Progetto vincitore  Bim&Digital Awward 2017 categoria: INFRASTRUTTURE

ENSER SRL 

MOTIVAZIONE DELLA GIURIA: Selezionato per aver risolto grazie alle tecnologie digitali complessi problemi strutturali d’intervento su una struttura esistente.

 

PROGETTO
Nell’ambito dei lavori di prolungamento della linea 11 della metropolitana di Parigi, ENSER si sta occupando della progettazione esecutiva di 3 nuovi accessi alla stazione esistente di Mairie des Lilas, attuale capolinea a Est.

 
Vista modello BIM accesso sud


Elaborato di progetto fasi costruttive

Stante le notevoli sfide progettuali, legate alla necessità di operare su delle infrastrutture esistenti e in un contesto fortemente urbanizzato, ENSER ha deciso di affrontare la progettazione strutturale in ambiente 3D, grazie all’utilizzo del software di BIM Authoring strutturale Tekla Structures®.
Attualmente sono in fase di progettazione gli accessi Sud e Nord, di minore grandezza rispetto al nuovo accesso lato Est, ma che comunque pongono notevoli problematiche progettuali, quali:

1. Interferenza fra strutture provvisorie di sostegno del terreno (in acciaio) e strutture definitive in CLS;
2. Complessità delle strutture di sostegno provvisorio legata alle fasi costruttive (interazione fra scavi a cielo aperto e scavi in sottofondazione in galleria);
3. Interferenza con le strutture esistenti;
4. Necessità di apportare modifiche progettuali in corso d’opera per recepire eventuali imprevisti (es. rilievo di sottoservizi incoerente con gli elaborati a base di gara).

 
Vista 3D modello ingresso NORD con strutture esistenti


Studio interferenza tra volta ombrello e centine

 
Elaborato di progetto: fasi costruttive

ENSER ha deciso quindi, per la progettazione di ogni singolo accesso, di adottare la seguente metodologia BIM:

  • Realizzazione di un unico modello BIM per ogni accesso, comprensivo delle strutture provvisorie di sostegno, delle strutture definitive in cemento armato e delle strutture esistenti;
  • Definizione, per ogni modello, dell’origine del sistema di riferimento in rapporto al sistema di coordinate georeferenziato adottato in cantiere, e delle relative correlazioni geometriche di trasformazione in coordinate, per un veloce scambio di dati col team di topografi (BIM to Field), permettendo così uno scambio biunivoco veloce e riducendo i tempi di modifica del progetto;
  • Adozione di formati di scambio file aperti, per un efficace coordinamento con i vari Stakeholder, in particolare con i Contractor degli interventi di ground-improvement: in questo modo è stato possibile valutare velocemente e senza possibilità di errori le possibili interferenze fra le centine di sostegno provvisorio e le volte parapioggia di sostegno in galleria;
  • Gestione, all’interno del modello e degli elaborati grafici, delle fasi costruttive, mediante modellazione BIM 4D; questo ha permesso di definire senza ambiguità le fasi di realizzazione delle varie parti dell’opera.
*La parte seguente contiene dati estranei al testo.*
PR #4399, opened 2025-05-29
refactor(managerclient): use util/sizesuffix package

VAveryanov8:
This replaces sizesuffix.go in a managerclient with a package from util module

---

Please make sure that:


v3/pkg/managerclient/go.mod
```diff
@@ -10,7 +10,7 @@ require (
 	github.com/lnquy/cron v1.1.1
 	github.com/pkg/errors v0.9.1
 	github.com/scylladb/go-set v1.0.2
-	github.com/scylladb/scylla-manager/v3/pkg/util v0.0.0-20250310104639-18257b71bb48
+	github.com/scylladb/scylla-manager/v3/pkg/util v0.0.0-20250529094758-b6ddc3fd1fee
```
Michal-Leszczynski, line 13: Could we update all the modules to the same commit so that we avoid unexpected issues?
Or do you think that's not a problem?

Michal-Leszczynski (approved):

v3/pkg/managerclient/go.mod
VAveryanov8: I think it's not problem - the main module (scylla-manager) is already updated in feature-branch, so updating it here can cause some conflicts

PR #1232, opened 2026-01-21
style type change

DenverCoder544:
fix parsing of myfeatures layer style when creating new layer from scratch

### DIFF
--- a/control-myfeatures/src/main/java/org/oskari/control/myfeatures/MyFeaturesLayerHandler.java
+++ b/control-myfeatures/src/main/java/org/oskari/control/myfeatures/MyFeaturesLayerHandler.java
@@ -96,8 +96,7 @@ public class MyFeaturesLayerHandler extends RestActionHandler {
 
         JSONObject jsonStyle;
         try {
-            ObjectMapper jsonMapper = new ObjectMapper();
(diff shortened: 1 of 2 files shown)


control-myfeatures/src/main/java/org/oskari/control/myfeatures/MyFeaturesLayerHandler.java
```diff
@@ -94,7 +93,16 @@ public void handlePost(ActionParameters params) throws ActionException {
         layer.setOwnerUuid(params.getUser().getUuid());
         layer.setLayerFields(createLayer.getLayerFields());
         layer.setLocale(new JSONObject(createLayer.getLocale()));
-        layer.getLayerOptions().setDefaultFeatureStyle(createLayer.getStyle());
+
+        JSONObject jsonStyle;
+        try {
+            ObjectMapper jsonMapper = new ObjectMapper();
```
jampukka: Use existing ObjectMapper (`om`) instead of creating new one for each request.

jampukka:
Other than what I commented Looks good to me

control-myfeatures/src/main/java/org/oskari/control/myfeatures/MyFeaturesLayerHandler.java
DenverCoder544: good catch 👌

PR #1233, opened 2026-01-27
Update Layer extent/coverage from CSW metadata when saving layer

jampukka:
**Add support for LayerAdminHandler to upsert the metadata information when saving the layer.** Currently layer metadata is updated only via `CSWCoverageUpdateService` so there's a large delay after saving the layer before the information is updated. In addition there's also no immediate feedback available if there's something wrong with fetching the metadata and/or the extent based on the metadata (maybe the metadata id was wrong?).

**Add new class `CSW` that combines shared logic regarding CSW handling**. GetCSWDataHandler added support for overriding the CSW service base URL via layer attributes, but CSWCoverageUpdateService did not support this functionality. Additionally, GetCSWDataHandler also supported metadataid to exist in layers capabilities whereas CSWCoverageUpdateService ignored this as well.


ZakarFin:
Changes look good to me, just need to fix the test to workaround not having a datasource to operate on.

PR #1235, opened 2026-02-05
Spring 7

DenverCoder544:
spring 7.n.n update

This has not yet been tested with an actual instance of redis, thus the draft.

changes to apps overriding stuff might be necessary too, here's what changed in pti:
https://github.com/nls-oskari/kartta.paikkatietoikkuna.fi/pull/250


ZakarFin:
This is targeted for Oskari 4.0 as we need to upgrade Tomcat packaging to 11 and possibly update Jackson to 3.x as well.

PR #1237, opened 2026-02-12
Add support for GeoJSON imports

jampukka:
Add support for importing GeoJSON (.json or .geojson) files to userlayer/myfeatures.

GeoJSON files are a bit different compared to other currently supported files which either support WGS84 only or have a standard way of extracting the CRS information.

If user provided CRS is not available we try to read the obsolete Named CRS object from the GeoJSON file (we write Named CRS object when exporting `myplaces`).


service-userlayer/src/main/java/org/oskari/map/userlayer/input/FeatureCollectionParsers.java
```diff
@@ -51,6 +54,7 @@ public static FeatureCollectionParser getByFileExt(String fileExt) {
         case MIFParser.SUFFIX: return new MIFParser();
         case SHPParser.SUFFIX: return new SHPParser();
         case GPKGParser.SUFFIX: return new GPKGParser();
+        case GeoJSONParser.SUFFIX: return new GeoJSONParser();
```
ZakarFin, line 60: Should we add `.geojson` as well?

jampukka: Sure, I'm not that happy with the whole "detection by file extension" decision but I'll add .geojson.

jampukka:
Added support for .geojson

PR #1238, opened 2026-02-16
handle attributes in myfeatures

DenverCoder544:
save & restore attributes to & fro myfeatures

### DIFF
--- a/control-myfeatures/src/main/java/org/oskari/control/myfeatures/MyFeaturesWFSHelper.java
+++ b/control-myfeatures/src/main/java/org/oskari/control/myfeatures/MyFeaturesWFSHelper.java
@@ -1,6 +1,7 @@
 package org.oskari.control.myfeatures;
 
 import fi.nls.oskari.annotation.Oskari;
+import org.json.JSONArray;
 import org.oskari.user.User;
 
 import fi.nls.oskari.domain.map.OskariLayer;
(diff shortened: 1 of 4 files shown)


control-myfeatures/src/main/java/org/oskari/control/myfeatures/MyFeaturesWFSHelper.java
```diff
@@ -218,19 +221,60 @@ private List<FeatureProperties> getProperties(MyFeaturesLayer layer, String lang
...
             p.type = field.getType().getSimpleType();
             p.rawType = field.getType().getOutputBinding().getName();
-            p.label = field.getName();
-            p.hidden = false;
-            p.format = null;
-            p.order = i++;
+            p.label = getLocalizedName(field, attributes, lang);
+            p.hidden = getHidden(field, attributes);
+            p.format = getFieldFormat(field, attributes);
+            p.order = getFieldOrder(field, attributes, i);
```
ZakarFin, line 234: I guess the previous ones were just placeholders for these. I thought that the frontend should do all the handling for these, but since they already have a placeholder it's good to have the correct value in it 🤷 Not sure if they could be removed though?

DenverCoder544: This is the same way it's done for wfs layers. I don't think the front is interested or involved in parsing these at all. https://github.com/oskariorg/oskari-server/blob/develop/control-base/src/main/java/org/oskari/control/layer/DescribeLayerHandler.java#L157

ZakarFin: Sorry, I thought this was modifying all the features going through the server, but it's just for the DescribeLayer call. This is exactly right.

Tale dato si è potuto poi utilizzare per realizzare velocemente gli elaborati relativi alle fasi costruttive.

 
Vista in pianta telaio di sostegno tipico con centine HE

  • L’adozione di tali tecnologie di modellazione 3D, e delle relative metodologie BIM di scambio dati, ha permesso, rispetto alla progettazione basata su elaborati 2D “tradizionali” di ottenere i seguenti vantaggi:
  • La riduzione degli errori in fase di progettazione, legata alla congruenza di tutti gli elaborati grafici in quanto ottenuti a partire dall’unico modello di BIM Authoring;
  • La riduzione dei tempi legati alle modifiche in corso d’opera, grazie all’adozione di una modellazione parametrica;
  • Il miglioramento della qualità dello scambio dati fra gli Stakeholders, permettendo una più rapida analisi delle diverse scelte progettuali;
  • L’esecuzione degli elaborati è stata velocizzata (indicativamente del 50%), dal momento che tutte le tavole sono state realizzate a partire dal modello 3D. In questo modo Enser è stata finora in grado di realizzare le revisioni richieste dall’impresa senza ritardare l’avanzamento realizzazione dei lavori.

In conclusione, per Enser, l’adozione di strumenti di modellazione 3D e di metodologie di scambio dati BIM, nonostante una fase iniziale di investimento legata all’apprendimento dei software, ha dimostrato sin dal primo utilizzo notevoli vantaggi. In particolare, per il caso in esame di progettazione di infrastrutture in ambito fortemente urbanizzato, il vantaggio principale è costituito dalla possibilità di ridurre il rischio legato alla presenza di errori progettuali.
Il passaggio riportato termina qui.